No, I've not used it yet.

> - How much effort did you put into your evaluation? A glance? A quick
> reading? In-depth study?

In-depth reading the tutorial, quick reading of the design guide and a lot of thinking.

> - Are you knowledgeable about the problem domain?

I think yes. My PhD was about electron tomography where I've implemented 3D reconstruction algorithms on a series of 2D images (the result is in 3D). Currently, my job is related to OCR and other pattern recognition software development that is tightly coupled with imaging.

Below is a constructive (I hope) critics and suggestions for GIL.

First of all, GIL claims to apply generic programming techniques to achieve its goals. The generic part is understood well now:
1) define concepts
2) provide implementations that models concepts defined

But what about the programming part in "generic programming" term? What the programming is all about? This question has many answers, I have one that is close to the topic: "Programming is an implementation of abstract models in a form that computer can understand"

"Abstract model" - is the most abstract one, like in mathematics we define abstract objects and operations on them. then we investigate the "world" created by such a choice of objects and operations.
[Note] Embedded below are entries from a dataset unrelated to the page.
PR #1288, opened 2018-04-11
Provide a means of configuring event handlers for metrics

### LINKED ISSUE #1127: [Agent statsd] Provide a means of configuring Event Handlers
###  Background

See the [proposal](https://github.com/sensu/proposal/blob/master/design/85-agent-statsd.md).

Provide a means of configuring which Event Handlers the Events are sent to, for example, a Sensu Agent CLI argument to specify one or more Handlers `-statsd-event-handler=influxdb,graphite` which sets the value of `Event.Metrics.Handlers=[]` within the transmitted Events.

### Acceptance Criteria

- [ ] `Event.Metrics.Handlers` uses the configured handlers at the agent startup
- [ ] There's no default handlers and handlers can be empty

### Definition of Done

- [ ] Documentation
- [ ] Unit Tests
- [ ] Integration Test
- [ ] E2E Test

nikkiattea:

## What is this change?

Adds the `--statsd-event-handlers` flag to sensu-agent which configures the event handlers for statsd metrics.

Closes #1127.

Yas.

Nah.

Nah.

### DIFF
--- a/agent/cmd/start.go
+++ b/agent/cmd/start.go
@@ -10,12 +10,12 @@ import (
 	"sync"
 	"syscall"
 
-	"github.com/sirupsen/logrus"
 	"github.com/sensu/sensu-go/agent"
 	"github.com/sensu/sensu-go/types/dynamic"
 	"github.com/sensu/sensu-go/util/path"
 	"github.com/sensu/sensu-go/util/url"
 	"github.com/sensu/sensu-go/version"
+	"github.com/sirupsen/logrus"
 	"github.com/spf13/cobra"
 	"github.com/spf13/pflag"
 	"github.com/spf13/viper"
@@ -47,6 +47,7 @@ const (
 	flagRedact                = "redact"
 	flagSocketHost            = "socket-host"
 	flagSocketPort            = "socket-port"
+	flagStatsdEventHandlers   = "statsd-event-handlers"
 	flagStatsdFlushInterval   = "statsd-flush-interval"
 	flagStatsdMetricsHost     = "statsd-metrics-host"
 	flagStatsdMetricsPort     = "statsd-metrics-port"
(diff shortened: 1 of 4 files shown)


agent/cmd/start.go
```diff
@@ -156,6 +157,14 @@ func newStartCommand() *cobra.Command {
 				cfg.Subscriptions = viper.GetStringSlice(flagSubscriptions)
 			}
 
+			// Get a single or a list of statsd event handlers
+			handlers := viper.GetString(flagStatsdEventHandlers)
+			if handlers != "" {
+				cfg.StatsdServer.Handlers = splitAndTrim(handlers)
+			} else {
+				cfg.StatsdServer.Handlers = viper.GetStringSlice(flagStatsdEventHandlers)
```
cyphus: This else clause of the conditional is meant to use the default value for the flag if the user didn't pass in any value (or didn't use the flag at all), correct?

palourde: We could actually replace that whole block (160 to 166) with this single line (165) by defining the flag `flagStatsdEventHandlers` flag as a `StringSlice` instead of a `String` on line  [262](https://github.com/sensu/sensu-go/pull/1288/files#diff-10c3ef0457ad91a0dcfe4a428511a129R262), just like we did for `flagBackendURL`.

nikkiattea: But then a user would have to use the flag multiple times rather than a comma delimited list, correct? For example: `sensu-agent --statsd-event-handler handler1 --statsd-event-handler handler2` vs. `sensu-agent --statsd-event-handlers handler1,handler2`

palourde: @nikkiattea Both works with `StringSlice`. For example, if I print the value of `viper.GetStringSlice(flagStatsdEventHandlers)` and its lenght:

```
$ sensu-agent
value: []
len: 0

$ sensu-agent --statsd-event-handlers foo
value: [foo]
len: 1

$ sensu-agent --statsd-event-handlers foo,bar
value: [foo bar]
len: 2

$ sensu-agent --statsd-event-handlers foo --statsd-event-handlers bar
value: [foo bar]
len: 2
```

It would be a true to say that every good program or library has a very well defined "Abstract model" in it's grounds.

Now I can formulate my main dissatisfaction with GIL:
It seems that it has no well-defined abstract model behind.
It leads to not so clear design IMO.

Now I'll try to sketch out the model that GIL can have behind it.
It is relatively easy. What is an Image at first place? (I mean abstract image here.)

Mathematically speaking, image is a N-dimensional vector function in M-dimensional space.
In other words, we have a set of points in one N-dimensional space (let call it S(N)) and a set of points in another M-dimensional space (let call it S'(M), where ' corresponds to the target space), that corresponds to the first set.
In short form the same can be formulated as:

Image := S(N) -> S'(M)

where ":=" means "by definition"

For example, for the 2D RGB image N == 2 and M == 3.
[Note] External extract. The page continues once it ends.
PR #1609, opened 2018-05-25
Remove linux/386 & windows/386 CI jobs

amdprophet:

## What is this change?

Removes the linux/386 windows/386 e2e jobs from CI.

To complete this definition, we need to add that each dimension in both spaces is discretized and finite in some interval.
For example, it is [0,255] for one byte channel in GIL terms.
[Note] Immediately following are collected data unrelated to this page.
Issue #1573, opened 2018-05-22
Murder the schedulerd check cache


grepory:
## Expected Behavior

The API and Schedulerd remain in sync such that checks are scheduled are correctly configured.

Checks that are newly created via the API are schedule ~immediately.

## Current Behavior

The schedulerd check cache causes a number of issues, primarily it causes the scheduler and API to be out of sync for a indeterminate amount of time after an API update--wherein the check scheduled doesn't reflect the current configuration for that check.

After creating a check, a check is scheduled some indeterminate amount of time in the future when schedulerd updates its cache.

## Possible Solution

Stop caching checks / managing state in schedulerd. Each check scheduler goroutine should read from etcd when the check's timer fires. This will result in the check being executed as it's currently configured in etcd.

This definition can be used as is to define the Image and View concepts for GIL.

After defining abstract object we can play with - the Image, we can define Transformations on such objects. and different kinds of transformations.

The most general transformation can be expressed like this:

Transform := {Img1} -> {Img2}

where Img1 := S(N1) -> S'(M1) and
      Img2 := S(N2) -> S'(M2) and
      {} - defines a set in mathematical sense, so {Img1} is a set of images

in other words, all attributes can change:
dimensions of both, source and target spaces (S and S')
and a number of images (let call it |{Img}|) in a source and destination image sets:
|{Img1}| and |{Img2}| can be different

The simplest case is when
N1 == N2 and
M1 == M2 and
|{Img1}| == |{Img2}| == 1

The example is std::transform algorithm (N1 == N2 == 1)
It also has a two-sequences overload that can be used in case when |{Img1}| == 2

The reference to the STL is not by chance. The part of STL that defines and operates on a Random Access Sequences has the same Abstraction behind it, that is formulated here, but only for case when N is identical to 1.
Wait a minute! STL operates on objects of arbitrarily type T, not on a linear spaces of dimension M as in our formulation here. Yes, but there is a one to one relation between the two. (Each class object can be seen as a set of values that it holds and this set of values can be seen as a set of choords in our M-dimensional space)

Note, that even for the case when N == 1 STL doesn't cover all kinds of transformations possible, and it is really sad, GIL should be better in this aspect. Moreover, GIL can (and may be should) supersede STL in a Random Access Sequences Transformations business.
I want to claim that GIL should provide a primitives to express any kind of Transformation possible.

Ok, now we have the Abstraction, let see how it can be expressed in C++ in a generic fashion.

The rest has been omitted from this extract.